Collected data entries
PR #3276, opened 2026-02-20
Fix missing namespace for SA creation in Setting up monitoring on OpenShift guide

rzetelskik:
**Description of your changes:** A command creating the SA for OpenShift UWM was missing a namespace which was breaking the workflow. This PR fixes it.

Resolves #

/kind documentation
/priority important-longterm
/cc @czeslavo


rzetelskik:
Needs to be backported to 1.20 as well

PR #3285, opened 2026-02-24
Add a default channel annotation to OLM bundle for stable releases

rzetelskik:
**Description of your changes:** Add default channel annotation to stable releases. It is not added to dev releases in case there is no stable channel release for a particular OpenShift version yet.

Resolves #

/kind machinery
/priority important-soon
/cc czeslavo


rzetelskik:
Needs to be backported to 1.20 as well.

PR #3286, opened 2026-02-25
Make sure podman is always used with kind

czeslavo:
**Description of your changes:** This ensures that all scripts that use `kind`, set `KIND_EXPERIMENTAL_PROVIDER=podman` for consistency and correctness. Without that, it was possible for a script to create a cluster using podman but list them with Docker, leading to unexpected behavior because the cluster is never found in such cases.


czeslavo:
@mflendrich ping :wave:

INSTRUCTIONS FOR THE TASK> Transcribe the records above exactly, keeping every line.

YOUR RESPONSE>
PR #3276, opened 2026-02-20
Fix missing namespace for SA creation in Setting up monitoring on OpenShift guide

rzetelskik:
**Description of your changes:** A command creating the SA for OpenShift UWM was missing a namespace which was breaking the workflow. This PR fixes it.

Resolves #

/kind documentation
/priority important-longterm
/cc @czeslavo


rzetelskik:
Needs to be backported to 1.20 as well

PR #3285, opened 2026-02-24
Add a default channel annotation to OLM bundle for stable releases

rzetelskik:
**Description of your changes:** Add default channel annotation to stable releases. It is not added to dev releases in case there is no stable channel release for a particular OpenShift version yet.

Resolves #

/kind machinery
/priority important-soon
/cc czeslavo


rzetelskik:
Needs to be backported to 1.20 as well.

PR #3286, opened 2026-02-25
Make sure podman is always used with kind

czeslavo:
**Description of your changes:** This ensures that all scripts that use `kind`, set `KIND_EXPERIMENTAL_PROVIDER=podman` for consistency and correctness. Without that, it was possible for a script to create a cluster using podman but list them with Docker, leading to unexpected behavior because the cluster is never found in such cases.


czeslavo:
@mflendrich ping :wave:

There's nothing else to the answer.